Records shown Start Marker
PR #6, opened 2026-05-15
Fix #5: add missing database sequences for PanacheEntity tables

orpiske:
## Summary

- Adds Flyway migration `V17__create_missing_sequences.sql` with the 15 missing database sequences required by PanacheEntity ID generation
- Production startup fails because dev mode uses `drop-and-create` (Hibernate auto-creates sequences) while production uses Flyway only, which never created them

## Test plan

- [x] All 77 existing tests pass
- [ ] Run with `java -jar quarkus-run.jar` against a persistent database and verify inserts succeed

PR #8, opened 2026-05-15
Fix #7: make Claude Code executable path configurable

### LINKED ISSUE #7: ClaudeCodeSubprocess fails to find claude binary when not on PATH
## Description

`ClaudeCodeSubprocess` fails with `IOException: Cannot run program "claude"` when the `claude` CLI is not on the Java process's PATH. This happens because `ClaudeCodeCommandBuilder` hardcodes `"claude"` as the executable name.

On macOS with zsh, the shell profile (`.zshrc`) typically adds `claude` to the PATH, but the Java process does not inherit that environment, causing the subprocess to fail:

```
java.io.IOException: Cannot run program "claude" (in directory "/Users/.../.axiom/workspaces/project-1"): Exec failed, error: 2 (No such file or directory)
    at java.base/java.lang.ProcessBuilder.start(ProcessBuilder.java:1112)
    at io.apicurio.axiom.actors.claudecode.ClaudeCodeSubprocess.doExecute(ClaudeCodeSubprocess.java:121)
```

## Proposed Fix

Add a configurable property `axiom.claude-code.executable` (defaulting to `"claude"`) so users can specify the full path to the binary when it is not on the system PATH.

orpiske:
## Summary

- Add `axiom.claude-code.executable` config property (defaults to `"claude"`) to allow specifying the full path to the Claude CLI binary
- On macOS with zsh, the Java process does not inherit shell profile PATH additions, so `ProcessBuilder` fails to locate `claude`

## Changes

- `ClaudeCodeCommandBuilder`: add `executable` field and setter, use it instead of hardcoded `"claude"`
- `ClaudeCodeActor`: inject the new config property and pass it to the builder
- `ClaudeCodeCommandBuilderTest`: add test for custom executable path

## Test plan

- [x] Existing tests pass (34 tests, 0 failures)
- [x] New `testCustomExecutable` test verifies custom path is used as first command element
- [x] Full reactor build passes


orpiske:
This also has the fix in the pr #6, but just out of convenience for my own testing. When/if approved, I'll make sure to rebase and clean it up for inclusion.

orpiske:
On a second inspection, I actually think this was because it could not find the **project** folder. Not `claude`. I'll leave it open to collect feedback, but I think it would be ok to skip this one.

EricWittmann:
Oh man, I'm sorry @orpiske - I saw the GH issue but NOT the attached PR you opened.  :(

Then I went ahead and implemented the suggested fix (which was reasonable and simple).  My bad.

PR #24, opened 2026-06-18
Fix Create Report Definition modal failing due to empty promptTemplate (#20)

### LINKED ISSUE #20: Create Report Definition modal fails due to promptTemplate validation
## Bug

The **Create Report Definition** modal dialog no longer works. Clicking "Create" results in a
422 error from the backend.

## Root Cause

The modal sends a minimal payload with an empty `promptTemplate`:

```json
{ "name": "...", "schedule": "daily", "timeWindow": "last-24h", "promptTemplate": "", "enabled": false }
```

The backend `ReportDefinitionValidator.validatePromptTemplate()` treats an empty/blank prompt
template as a validation error:

```java
if (prompt == null || prompt.isBlank()) {
    messages.add(error("promptTemplate", "Prompt template is required."));
```

The `createReportDefinition` endpoint calls `validateOrThrow()`, which returns HTTP 422 when
there are any validation errors. Since the modal intentionally omits the prompt template (the
user is expected to fill it in on the detail page), creation always fails.

## Affected Files

- `ui/src/pages/ReportDefinitionsPage.tsx` — modal sends `promptTemplate: ""`

## Fix

Update the modal's `handleCreate` function in `ReportDefinitionsPage.tsx` to send a default
"hello world" style prompt template instead of an empty string, so that backend validation
passes.

EricWittmann:
## Summary

- Send a default prompt template instead of an empty string when creating a new report definition
- The empty `promptTemplate` was rejected by backend validation (`ReportDefinitionValidator`), causing a 422 error

## Related Issue

Fixes #20

## Test Plan

- [ ] Open the Report Definitions page
- [ ] Click "Create" to open the modal, enter a name and schedule, then click Create
- [ ] Verify the report definition is created successfully (no 422 error)
- [ ] Verify you are navigated to the new report definition's detail page
- [ ] Verify the default prompt template text appears on the detail page

### DIFF
--- a/ui/src/pages/ReportDefinitionsPage.tsx
+++ b/ui/src/pages/ReportDefinitionsPage.tsx
@@ -65,7 +65,7 @@ export function ReportDefinitionsPage() {
             name: newName,
             schedule: newSchedule,
             timeWindow: "last-24h",
-            promptTemplate: "",
+            promptTemplate: "Summarize recent activity across all repositories.",
             enabled: false,
         })
             .then((def) => {


EricWittmann (commented):
## Code Review Summary

This PR fixes a bug where clicking "Create" in the Create Report Definition modal resulted in a 422 validation error because the `promptTemplate` field was sent as an empty string, which the backend `ReportDefinitionValidator` rejects. The fix replaces the empty string with a sensible default prompt: `"Summarize recent activity across all repositories."`.

---

### Findings

**No significant issues found.** This is a clean, minimal, one-line fix that directly addresses the reported bug.

A couple of minor observations (not blocking):

#### 💬 Nitpick — Inline magic string

**File:** `ui/src/pages/ReportDefinitionsPage.tsx` (line 68)

The default prompt template is an inline string literal. For improved maintainability, it could be extracted to a named constant (e.g., `DEFAULT_PROMPT_TEMPLATE`) — especially if this default might be referenced elsewhere in the future. That said, it's currently used in a single place and the string is self-descriptive, so this is purely a style preference.

#### ✅ Consistency check — Detail page is fine

The `ReportDefinitionDetailPage` initializes its form state with `promptTemplate: ""`, but this is only a transient React state default that gets immediately replaced by the fetched data from the API. No issue there.

---

### Overall Assessment

✅ **Looks good to merge.** The change is correct, minimal, and directly fixes the reported issue. The default prompt is a reasonable starting point that users can customize on the detail page after creation.

PR #28, opened 2026-06-22
Color-code labels based on text value (#27)

### LINKED ISSUE #27: Color-code labels based on text value instead of always purple
## Feature

User-defined labels on Reports, Tools, and Projects are always rendered in purple. This makes
it hard to visually distinguish labels at a glance.

## Proposed Change

Deterministically assign a PatternFly Label color based on the label's text value using a hash
function, so that:

- The same label text always gets the same color
- Different label texts are distributed across all 9 available PatternFly Label colors:
  blue, teal, green, orange, purple, red, orangered, grey, yellow

## Implementation

Create a new `ColoredLabel` React component that wraps PatternFly's `Label` and automatically
computes the color from the children text. Replace all user-defined label rendering (list pages
and shared components) with this new component. Status/type labels that use intentional semantic
colors are not affected.

EricWittmann:
## Summary

- Add a new `ColoredLabel` component that wraps PatternFly's `Label` and deterministically
  assigns a color based on the label text using a hash function
- Replace all user-defined label rendering (5 files) with `ColoredLabel`, distributing labels
  across all 9 PatternFly colors instead of always purple
- Status/type labels with intentional semantic colors are unchanged

## Related Issue

Fixes #27

## Test Plan

- [ ] Navigate to Reports, Tools, and Projects list pages — labels should display in varied colors
- [ ] Verify the same label text always renders in the same color across pages
- [ ] Verify label click-to-filter still works on list pages
- [ ] Open a detail page (Report, Tool, or Project) and verify label editing (add/remove) works
- [ ] Confirm status labels (e.g. Completed, Failed) retain their original semantic colors

### DIFF
--- a/ui/src/components/ColoredLabel.tsx
+++ b/ui/src/components/ColoredLabel.tsx
@@ -1,0 +1,27 @@
+import { Label, type LabelProps } from "@patternfly/react-core";
+
+const LABEL_COLORS: LabelProps["color"][] = [
+    "blue", "teal", "green", "orange", "purple",
+    "red", "orangered", "grey", "yellow",
+];
+
+/**
+ * Deterministically maps a label string to a PatternFly label color
+ * so that the same text always produces the same color.
+ */
+export function labelColor(text: string): LabelProps["color"] {
+    let hash = 0;
+    for (let i = 0; i < text.length; i++) {
+        hash = (hash * 31 + text.charCodeAt(i)) | 0;
+    }
+    return LABEL_COLORS[Math.abs(hash) % LABEL_COLORS.length];
+}
+
+/**
+ * A PatternFly Label whose color is automatically determined by
+ * its text content. Accepts all standard Label props except `color`.
+ */
+export function ColoredLabel({ children, ...rest }: Omit<LabelProps, "color">) {
+    const text = typeof children === "string" ? children : String(children);
+    return <Label color={labelColor(text)} {...rest}>{children}</Label>;
+}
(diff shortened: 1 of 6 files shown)


EricWittmann (commented):
## Code Review — Color-code labels based on text value (#27)

This PR introduces a new `ColoredLabel` component that deterministically maps label text to one of nine PatternFly colors via a hash function, replacing the previously hardcoded `color="purple"` across five files. Status labels with intentional semantic colors are correctly left unchanged.

### Findings

#### 🟡 Nitpick

**`ui/src/components/LabelDisplay.tsx` — Stale JSDoc comment**

The component's JSDoc still reads *"Read-only display of labels as **blue** chips…"* (line 5), but labels now render in varied colors via `ColoredLabel`. Consider updating to something like *"Read-only display of labels as colored chips…"* to keep the docs accurate.

### Overall Assessment

✅ **Looks good to merge.**

The PR is clean and well-scoped:

- The hash function (`hash * 31 + charCode`) is a standard, well-understood approach (similar to Java's `String.hashCode()`). The `| 0` bitwise OR correctly keeps the accumulator within 32-bit integer range to prevent floating-point drift, and `Math.abs` on a JS number (64-bit float) is safe even for the edge-case value of `-2147483648`.
- Exporting the `labelColor` function separately from the component is a nice touch — makes it independently testable.
- The `Omit<LabelProps, "color">` type correctly prevents callers from overriding the auto-assigned color while preserving all other `Label` props (including `onClose` used in `LabelInput`).
- The `String(children)` fallback in `ColoredLabel` is a reasonable defensive measure, even though all current call sites pass string children.
- All five consumer files are updated consistently, and status labels (project status, report status) properly continue using the standard `Label` with explicit `STATUS_COLORS`.

No correctness, security, or performance concerns. Nice improvement! 🎨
Records shown End Marker
> **Problem requirements**: Only one stretch of the records above is wanted: the lines between the one holding "- Adds Flyway" and the one holding "to the builder", inclusive, reproduced exactly.

> **Response to this exercise**:
- Adds Flyway migration `V17__create_missing_sequences.sql` with the 15 missing database sequences required by PanacheEntity ID generation
- Production startup fails because dev mode uses `drop-and-create` (Hibernate auto-creates sequences) while production uses Flyway only, which never created them

## Test plan

- [x] All 77 existing tests pass
- [ ] Run with `java -jar quarkus-run.jar` against a persistent database and verify inserts succeed

PR #8, opened 2026-05-15
Fix #7: make Claude Code executable path configurable

### LINKED ISSUE #7: ClaudeCodeSubprocess fails to find claude binary when not on PATH
## Description

`ClaudeCodeSubprocess` fails with `IOException: Cannot run program "claude"` when the `claude` CLI is not on the Java process's PATH. This happens because `ClaudeCodeCommandBuilder` hardcodes `"claude"` as the executable name.

On macOS with zsh, the shell profile (`.zshrc`) typically adds `claude` to the PATH, but the Java process does not inherit that environment, causing the subprocess to fail:

```
java.io.IOException: Cannot run program "claude" (in directory "/Users/.../.axiom/workspaces/project-1"): Exec failed, error: 2 (No such file or directory)
    at java.base/java.lang.ProcessBuilder.start(ProcessBuilder.java:1112)
    at io.apicurio.axiom.actors.claudecode.ClaudeCodeSubprocess.doExecute(ClaudeCodeSubprocess.java:121)
```

## Proposed Fix

Add a configurable property `axiom.claude-code.executable` (defaulting to `"claude"`) so users can specify the full path to the binary when it is not on the system PATH.

orpiske:
## Summary

- Add `axiom.claude-code.executable` config property (defaults to `"claude"`) to allow specifying the full path to the Claude CLI binary
- On macOS with zsh, the Java process does not inherit shell profile PATH additions, so `ProcessBuilder` fails to locate `claude`

## Changes

- `ClaudeCodeCommandBuilder`: add `executable` field and setter, use it instead of hardcoded `"claude"`
- `ClaudeCodeActor`: inject the new config property and pass it to the builder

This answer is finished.